Material for this task:
PR #3837, opened 2026-09-02
[TE] Add metadata versioning

alogfans:
## Description

Add lightweight metadata versioning to Transfer Engine metadata to reduce stale metadata usage.

This PR adds a `metadata_version` field to both `SegmentDesc` and `RpcMetaDesc`. The version is a wall-clock microsecond timestamp, and logs/dumps render it as a readable local time for easier incident recovery.

The cache refresh path now:

- accepts newer metadata versions
- rejects older fetched metadata as stale
- rejects same-version-but-different metadata and logs it as a possible concurrent publisher or missing version bump
- invalidates cached RPC metadata only after the segment metadata update passes version checks

Publishing paths update the version before writing centralized metadata, while P2P handshake keeps legacy-compatible version `0`.

## Module

## Type of Change

- [x] Bug fix
- [x] New feature

## How Has This Been Tested?

**Test commands:**
```bash
clang-format-20 --dry-run --Werror mooncake-transfer-engine/include/common.h mooncake-transfer-engine/include/transfer_metadata.h mooncake-transfer-engine/src/transfer_metadata.cpp mooncake-transfer-engine/src/transfer_metadata_dump.cpp mooncake-transfer-engine/tests/tcp_write_visibility_test.cpp mooncake-transfer-engine/tests/transfer_metadata_test.cpp

git diff --check -- mooncake-transfer-engine/include/common.h mooncake-transfer-engine/include/transfer_metadata.h mooncake-transfer-engine/src/transfer_metadata.cpp mooncake-transfer-engine/src/transfer_metadata_dump.cpp mooncake-transfer-engine/tests/tcp_write_visibility_test.cpp mooncake-transfer-engine/tests/transfer_metadata_test.cpp

cmake --build build --target transfer_metadata_test tcp_write_visibility_test -j

build/mooncake-transfer-engine/tests/transfer_metadata_test --gtest_filter='TransferMetadataVersionTest.*:TransferMetadataPollingTest.*:TransferMetadataPublicationTest.*:TransferMetadataValidationTest.*' --logtostderr=1

build/mooncake-transfer-engine/tests/tcp_write_visibility_test --gtest_filter='TcpWriteVisibilityTest.EndpointRefreshRoutesNewWorkToNewTcpEndpoint:TcpWriteVisibilityTest.RpcMetadataRefreshInvalidatesCachedHost:TcpWriteVisibilityTest.ConcurrentEndpointRefreshNeverCombinesHostAndPortSnapshots' --logtostderr=1

build/mooncake-transfer-engine/tests/tcp_write_visibility_test --gtest_filter='TcpWriteVisibilityTest.CompletedWriteIsVisibleToSubsequentRead' --logtostderr=1
```

**Test results:**
- [x] Unit tests pass
- [x] Integration tests pass
- [x] Manual testing done

Notes:
- `transfer_metadata_test`: 9 tests passed.
- `tcp_write_visibility_test`: centralized HTTP metadata refresh/transfer tests passed.
- P2P handshake TCP write/read smoke test passed.
- A local etcd smoke test was attempted, but this build does not include the etcd metadata plugin (`USE_ETCD`), so it failed during plugin initialization before exercising this change.
- `pre-commit` was not run because it is not installed in the local environment.

## Checklist

- [x] I have formatted my code using `clang-format-20`

## AI Assistance Disclosure

Codex was used to help implement the metadata versioning change, add focused tests, and run local validation. The human submitter should review and own all changed lines before submitting.


catyans:
Thanks for adding the version guards and addressing the earlier review comments. I found one remaining edge case in `syncSegmentCache()`: because `SegmentDesc::operator==` excludes `metadata_version`, the `!changed` branch does not install a newer version when the payload is unchanged. A cache at v1 can observe v3(A), remain at v1, and later accept stale v2(B). Could we advance the cached version on version-only updates and add a v1(A) -> v3(A) -> v2(B) regression test?

alogfans:
@catyans Thanks, we will retrieve latest version when finding inconsistent version.

staryxchen (commented):
RPC invalidation is tied to payload change: the new !changed path updates the segment watermark but does not erase rpc_meta_map_. getRpcMetaEntry() never force-refreshes, so the RPC version checks do not run on a cache hit. An RPC-only host/port update (same buffers) can leave handshake/notify/probe on the stale address.

Previously any successful segment fetch during sync dropped the RPC cache. Could we invalidate RPC when a newer segment version is accepted—including version-only updates—or refresh RPC by its own version, and add a test where RPC host changes while the segment payload stays the same?

alogfans:
@staryxchen Updated with minimal changes: when `syncSegmentCache()` accepts a newer version-only segment update, it now also invalidates the cached RPC metadata so the next `getRpcMetaEntry()` refreshes host/port using the RPC metadata version checks.

staryxchen (approved):
LGTM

Task brief:
Wherever a line in the entries holds "staryxchen", copy that line.

Completed task:
staryxchen (commented):
@staryxchen Updated with minimal changes: when `syncSegmentCache()` accepts a newer version-only segment update, it now also invalidates the cached RPC metadata so the next `getRpcMetaEntry()` refreshes host/port using the RPC metadata version checks.
staryxchen (approved):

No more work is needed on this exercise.